PR #164, opened 2016-05-31
fixed jkphl/svg-sprite#163

daanvanham:
actually check the config if the user wants the dimension attributes set before setting the attributes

********

Activity>
Reproduce the whole listing without changing anything.

Exercise result>
PR #164, opened 2016-05-31
fixed jkphl/svg-sprite#163

daanvanham:
actually check the config if the user wants the dimension attributes set before setting the attributes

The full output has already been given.